Eremolaena darainensis
- Conservation status: Endangered (IUCN 3.1)

Scientific classification
- Kingdom: Plantae
- Clade: Tracheophytes
- Clade: Angiosperms
- Clade: Eudicots
- Clade: Rosids
- Order: Malvales
- Family: Sarcolaenaceae
- Genus: Eremolaena
- Species: E. darainensis
- Binomial name: Eremolaena darainensis Nusb. & Lowry

= Eremolaena darainensis =

- Genus: Eremolaena
- Species: darainensis
- Authority: Nusb. & Lowry
- Conservation status: EN

Species of tree

Eremolaena darainensis is a tree in the family Sarcolaenaceae. It is endemic to Madagascar. It is named for its native commune of Daraina.

==Description==
Eremolaena darainensis grows as a tree up to 12 m tall. Its branches are red to gray brown and lenticellate. The bark is smooth. Its ovate to obovate leaves are chartaceous and measure up to 5.5 cm long. They are green above and white below. The flowers are solitary with five green sepals and five white petals. Fruits are unknown.

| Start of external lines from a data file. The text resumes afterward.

PR #1503, opened 2026-07-22
fix(perf): generate HTML report for open-loop runs with no fixed rate (rate=-1.0)

qiumuyang:
## Problem

Open-loop perf runs that don't pin a fixed request rate produce **no `perf_report.html`** — it's silently skipped, even though `performance_summary.txt`, `benchmark_summary.json`, `benchmark_percentile.json`, and `benchmark_data.db` are all written correctly.

For example, `workload_trace` replay (driven by trace arrival offsets, no `--rate`) ends the run with:

```
INFO: Performance summary saved to: .../performance_summary.txt
WARNING: No benchmark runs found under .../outputs/<name>. Skipping HTML report.
```

## Root cause

When rate is unset, the benchmark records `Request Rate = -1.0` (sentinel) and writes the run sub-directory as `rate_-1.0_number_<M>`. The loader regex has no sign in its character class, so the directory never matches and `RunLoader.load_all()` drops it:

```python
# evalscope/perf/utils/report/perf_data.py
_RATE_RE = re.compile(r'^rate_([\d.]+)_number_(\d+)$')   # rejects the leading '-'
```

With zero runs returned, `gen_perf_html_report()` logs *"No benchmark runs found ... Skipping HTML report"* and returns `''`.

## Fix

Allow an optional leading sign on the rate capture group:

```python
_RATE_RE = re.compile(r'^rate_(-?[\d.]+)_number_(\d+)$')
```

Positive-rate run dirs (`rate_1.5_number_4`) still match; `parallel_*` is unaffected.

## Verification

Re-ran a `workload_trace` open-loop run (rate=-1.0, 30 reqs) against a vLLM endpoint (`--enable-prompt-tokens-details`):

- **Before:** `WARNING: No benchmark runs found ... Skipping HTML report.` — no `perf_report.html`.
- **After:** `HTML report generated: .../perf_report.html` (165 KB interactive report, 26/30 success; 4 failures are unrelated `ServerDisconnectedError`).

Run dir confirmed named `rate_-1.0_number_30` — i.e. the negative-rate path that previously failed discovery.

🤖 Generated with [Claude Code](https://claude.com/claude-code)

### DIFF
--- a/evalscope/perf/utils/perf_models.py
+++ b/evalscope/perf/utils/perf_models.py
@@ -434,14 +434,15 @@ class RunData(BaseModel):
     def name(self) -> str:
         """Human-readable run label.
 
-        * ``parallel_<N>_number_<M>`` directories  → "Parallel N / Number M"
-        * ``rate_<R>_number_<M>`` directories       → "Rate R rps / Number M"
+        * closed-loop (``parallel_<N>_number_<M>``) → "Parallel N / Number M"
+        * open-loop with a fixed rate               → "Rate R rps / Number M"
+        * open-loop with no fixed rate (rate=-1)    → "Open-loop / Number M"
         """
-        import re
-        m = re.match(r'^rate_([\d.]+)_number_(\d+)$', self.dir_name)
-        if m:
-            return f'Rate {m.group(1)} rps / Number {m.group(2)}'
-        return f'Parallel {self.parallel} / Number {self.number}'
+        if not self.is_open_loop:
+            return f'Parallel {self.parallel} / Number {self.number}'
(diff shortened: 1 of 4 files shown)


Yunnglin:
Reproduced and verified. Pushed a small follow-up (70ce1c5c): derive open-loop from `RunData.is_open_loop` so the run is labeled "Open-loop / Number M" with a "Rate (req/s)" axis (instead of "Parallel 0" / "Concurrency"), plus a unit test. lint + perf tests pass. LGTM!

Yunnglin (approved):
LGTM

==Distribution and habitat==
Eremolaena darainensis is known only from the northern region of Sava. Its habitat is semi-deciduous forest on steep slopes from 250 m to 550 m altitude.

==Threats==
Eremolaena darainensis is currently known only from five subpopulations in Loky-Manambato forest. The species is only temporarily protected so further habitat decline is likely. The species' conservation status is assessed as endangered.